Health insurance at its core is very simple. You put money in, you go to doctor, insurance pay doctor. But in the USA, the insurance denies everything they possibly can. Money put in doesn't ever see a doctor or your health costs, it goes right to the stockholders....

So why doesn't someone just make a non-profit health insurance company where there's no stock, no executives, just public servants and aggressive price negotiation where your medical bills are actually paid with the money put in?

39 comments
  • Insurance companies make money by indirectly extorting customers, be they individuals or businesses, through pricing schemes with healthcare providers. The American healthcare system is designed and priced around people having insurance, as you've noticed. This leads to insanely high bills for what should be simple things. An ambulance ride often costs over $1,000 without insurance, for example. In a nutshell, they've created a system where they are both the problem and the solution. Why don't they start behaving more ethically? Well, from a money standpoint, why would you become less corrupt when you can collect more money by being corrupt?
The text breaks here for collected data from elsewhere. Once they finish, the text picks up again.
PR #117, opened 2023-12-06
Draining rabbits

jameshcorbett:
Leverages functionality provided by [this flux-sched PR](https://github.com/flux-framework/flux-sched/pull/1110) to mark rabbits up or down based on status reported by Kubernetes 'Storage' objects.

### DIFF
--- a/src/modules/coral2_dws.py
+++ b/src/modules/coral2_dws.py
@@ -623,7 +623,6 @@ def main():
         raise
     populate_rabbits_dict(k8s_api)
     handle = flux.Flux()
-    services = register_services(handle, k8s_api)
     # create a timer watcher for killing workflows that have been stuck in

    Changing insurance providers, or even just certain coverage choices, isn't easy. We have what are called "enrollment periods" in the US when you can do this, and the only other times are under major life changes such as marriage or having a child. As another user noted, most people get insurance through their employer. The company (usually) pays the lion's share of the premiums; otherwise, the plans would be completely out of reach to employees. My plan would be four times as expensive to me if I was paying for it out of pocket.

    As a result, starting something like what you want on a national level would be extraordinarily expensive, hard to compete with established players, and likely legally troublesome. Don't get me wrong, we need reform pretty badly, but those reasons are why it hasn't really taken off.

    • The company (usually) pays the lion’s share of the premiums; otherwise, the plans would be completely out of reach to employees.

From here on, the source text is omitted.